O presidente da Associação Tocantinense de Municípios (ATM), prefeito de Pedro Afonso, Jairo Mariano, entregou nesta quinta-feira, 14, em Xambioá, ofício da entidade ao presidente da República, Michel Temer, que pede sanção do chefe do executivo nacional ao Projeto de Lei de Conversão (PLV) 25/2017, que trata do parcelamento da dívida previdenciária. A luta do movimento municipalista nacional é obter a sanção do projeto, sem vetos do item relacionado ao encontro de contas entre Previdência e Municípios.
 
Temer veio ao Tocantins assinar uma ordem de serviço para a construção de ponte sobre o Rio Araguaia, na BR 153, que ligará os estados do Pará e Tocantins. "Aproveitamos a oportunidade para reafirmar o posicionamento dos Municípios do Tocantins pela sanção ao projeto de lei que trata do encontro das contas entre a Previdência e as prefeituras, permitindo pela primeira vez na história que União e Municípios conheçam seus débitos e créditos e, com isso, busquem negociar eventuais distorções na cobrança e recolhimento da previdência", explica Mariano.
 
Além das autoridades de estados e parlamentares, dezenas de prefeitos das Regiões do Bico do Papagaio e Norte afirmaram seus posicionamentos pela sanção ao projeto que permite ainda o parcelamento da divida dos Municípios com a Previdência.
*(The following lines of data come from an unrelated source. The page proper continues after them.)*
PR #2141, opened 2024-07-12
Dictate whether mainnets are supported in-app or not based on environment variable

adamgall:
After speaking with @SpookyAction-BTC, (and probably should be speaking with @decentdao/product and @decentdao/engineering about it too), it seemed most appropriate to disable all "non-testnet" networks on the dev site.

In practice this means that _only_ Sepolia is supported on dev.

Reasoning:
- we have half-baked functionality on dev (specifically, things that will break for users if they attempt to use them)
- Therefore we shouldn't let people using DAOs on networks with Real Economic Value to do things that are potentially breaking.

Developer note: I've added the env var to dev site on Netlify already.

### DIFF
--- a/.env
+++ b/.env
@@ -48,5 +48,8 @@ VITE_APP_SHUTTER_EON_PUBKEY=0x0e6493bbb4ee8b19aa9b70367685049ff01dc9382c46aed83f
 # index.html and WalletConnect metadata
 VITE_APP_SITE_URL="https://app.dev.decentdao.org"
 
+# Disable mainnets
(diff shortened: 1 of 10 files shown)


adamgall:
As I wrote out the body of this PR, the more and more I don't like this PR. It's _good_ to be able to test mainnet things, _real DAO things_, on the dev site.

I think we should just close this and get better/smarter at not shipping half-baked and potentially breaking things to dev.

adamgall:
Not doing this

No documento entregue a Temer, a ATM destaca que a medida compõe um dos itens do Pacto Federativo e que recebeu forte apoio do Congresso Nacional, durante votações nas duas casas. A Confederação Nacional de Municípios (CNM) mobiliza a luta em todo o Brasil, e defende a sanção ao projeto.  
 
Intitulado Encontro de Contas, o projeto é uma reivindicação antiga do movimento municipalista, com mais de 15 anos de trajetória. A medida – que possibilita aos gestores locais o conhecimento de seus débitos e créditos com a União em relação à previdência – já foi aprovada em outras oportunidades, mas sofreu veto presidenciais. "Sabemos que um dos grandes gargalos das administrações municipais é a dívida previdenciária. A sanção levará os Municípios para um novo cenário, quando será possível manter o pagamento da previdência, sem dívida acumulativa. É uma oportunidade ímpar de que nós temos de quase anular esse débito", explica Jairo Mariano.